__What is expected__. Repeat exactly the opening lines of the records, ending with the line that contains "lastOnNext = 0;".

__The input__.
------
PR #2649, opened 2015-02-11
ThrottleFirst fix in case of multiple subscriptions

guillaumervls:
Hi,

Before, `lastOnNext` (the last time an event went through the throttling) was initialized at every subscription. This caused issues when dealing with a *hot* observable, where multiple subscriptions (& unsubscriptions) can happen. It should be initialized at operator instantiation instead.

Hope I didn't miss something !

### DIFF
--- a/src/main/java/rx/internal/operators/OperatorThrottleFirst.java
+++ b/src/main/java/rx/internal/operators/OperatorThrottleFirst.java
@@ -27,6 +27,7 @@ public final class OperatorThrottleFirst<T> implements Operator<T, T> {
 
     private final long timeInMilliseconds;
     private final Scheduler scheduler;
+    private long lastOnNext = 0;
 
     public OperatorThrottleFirst(long windowDuration, TimeUnit unit, Scheduler scheduler) {
         this.timeInMilliseconds = unit.toMillis(windowDuration);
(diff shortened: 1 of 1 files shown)


akarnokd:
What issues do you encounter? Doing something mutable at the operator level is usually incorrect.

guillaumervls:
I want to throttle a stream of UI events (like clicks, scrolls), and that every subscriber see the same stream of throttled events (even if they don't subscribe at the same time or if they unsubscribe & resubscribe later), which is not the case if for every subscription lastOnNext is different.

akarnokd:
Then you need to share the throttled stream:

```java
source.throttleFirst(1, TimeUnit.SECONDS).share().subscribe(...)
```

Or if you want to keep the stream alive:
```
PublishSubject ps = PublishSubject.creat();
source.throttleFirst(1, TimeUnit.SECONDS).subscribe(ps);

ps.subscribe();
ps.subscribe();
```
------
__Output for this exercise__.
PR #2649, opened 2015-02-11
ThrottleFirst fix in case of multiple subscriptions

guillaumervls:
Hi,

Before, `lastOnNext` (the last time an event went through the throttling) was initialized at every subscription. This caused issues when dealing with a *hot* observable, where multiple subscriptions (& unsubscriptions) can happen. It should be initialized at operator instantiation instead.

Hope I didn't miss something !

### DIFF
--- a/src/main/java/rx/internal/operators/OperatorThrottleFirst.java
+++ b/src/main/java/rx/internal/operators/OperatorThrottleFirst.java
@@ -27,6 +27,7 @@ public final class OperatorThrottleFirst<T> implements Operator<T, T> {
 
     private final long timeInMilliseconds;
     private final Scheduler scheduler;
+    private long lastOnNext = 0;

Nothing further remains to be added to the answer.